Exercise: In the data below, find each line carrying the string "runs" and copy it out.

Extracted data entries:
PR #2151, opened 2022-12-06
fix: bump 'playwright' version & fix intermittent e2e test failure

adamalton:
A story in two parts…

### Part 1 - Playwright installation was failing

This PR was started to fix an error with `playwright install-deps` which is showing up here: https://github.com/web3-storage/web3.storage/actions/runs/3620217854/jobs/6124601471

It seems that the dependencies which are required by the version of Playwright that we were using are no longer available on `ubuntu-latest` because `ubuntu-latest` is now a newer version. When that changed, this broke (is my educated guess). There are vague clues pointing at this being the case in this issue: https://github.com/microsoft/playwright/issues/19234

Bumping the playwright version seems to fix it. So that's the first part of this PR.

But fixing that made the Playwright tests run again. Which then uncovered another problem…

### Part 2 - The Playwright tests were failing

The `test-e2e` step in `.github/workflows/website.yml` was failing for the Firefox value of the matrix with this error:

```
page.goto: NS_ERROR_ABORT
    =========================== logs ===========================
    navigating to "http://localhost:4000/", waiting until "load"
    ============================================================

       7 |
       8 | test.beforeEach(async ({ page }) => {
    >  9 |   await page.goto('/');
         |              ^
      10 | });
      11 |
      12 | test.describe('/account/payment', () => {
```

[Example CI run](https://github.com/web3-storage/web3.storage/actions/runs/3630975522/jobs/6140045696).

After much confusion (why did it only fail for Firefox and not Chrome? why did it only fail for the first test? how come you can see many successful requests being made to the server before that error occurs?), the painfully simple answer is:

After running `npm start` we weren't waiting for the servers (web or API) to be ready before we ran the browser tests.

So when the `beforeEach` hook ran on the first test, it got that error. The test would be retried (including retrying the failed `beforeEach` hook), the retries would also fail (because the server still wasn't ready), then the other tests would run and pass (server now ready), then only after all the tests had run did you see the output of the one that failed. In Chrome, the test was marked as flakey (i.e. it passed after one or more retries). Presumably Chrome was taking longer to start up, giving the server more time to be ready, and hence it passed on the retry.

### Happily ever after

This PR fixes both of the above issues. Yay! It also adds some improved logging so that you can see a lot more about what's happening when the e2e tests are being run, which should make debugging of this stuff much easier in future.

### DIFF
--- a/.github/workflows/website.yml
+++ b/.github/workflows/website.yml
@@ -116,7 +116,7 @@ jobs:
 
       # add playwright-report to web3.storage
       - name: add playwright-report to web3.storage
-        if: inputs.add_playwright_report_to_web3_storage && steps.check_website_playwright_report.outputs.files_exists == 'true'
+        if: ${{ inputs.add_playwright_report_to_web3_storage }} && steps.check_website_playwright_report.outputs.files_exists == 'true'
         uses: web3-storage/add-to-web3@v2
         id: add_playwright_report_to_web3_storage
         with:
--- a/.github/workflows/website.yml
+++ b/.github/workflows/website.yml
@@ -88,7 +88,7 @@ jobs:
 
       - run: npx playwright install --with-deps ${{ matrix.browser }}
         working-directory: packages/website
-      
+
       # run e2e tests
       - id: website_test_e2e
         continue-on-error: true # when this fails, we still want to do some cleanup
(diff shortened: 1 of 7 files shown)


adamalton:
Now that the installation of Playwright is fixed, we're getting an error running the browser tests. At first it looks like it's just Firefox that's failing, but actually, if you look at the [report for Firefox](https://bafybeib7ct2y6735ecmkhwcmqpezyndq4gpxrh7vkee62olqxqmbeq3baa.ipfs.w3s.link/#?testId=8620d1f3ef5a3848857b-186294de2ad8169151f6) and the [report for Chromium](https://bafybeichduddcmmarnnqo23j5u3xdsplhzncveddysepwcnbyytbnp5enu.ipfs.w3s.link/#?testId=8620d1f3ef5a3848857b-cd65b748a17e2c33c49c) they're both getting the same issue.

I _think_ that the problem is that it's timing out waiting for the root of the site to load, but I'm not 100% sure.

yusefnapora (approved):
Awesome work, thanks @adamalton!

Answer section:
This PR was started to fix an error with `playwright install-deps` which is showing up here: https://github.com/web3-storage/web3.storage/actions/runs/3620217854/jobs/6124601471
[Example CI run](https://github.com/web3-storage/web3.storage/actions/runs/3630975522/jobs/6140045696).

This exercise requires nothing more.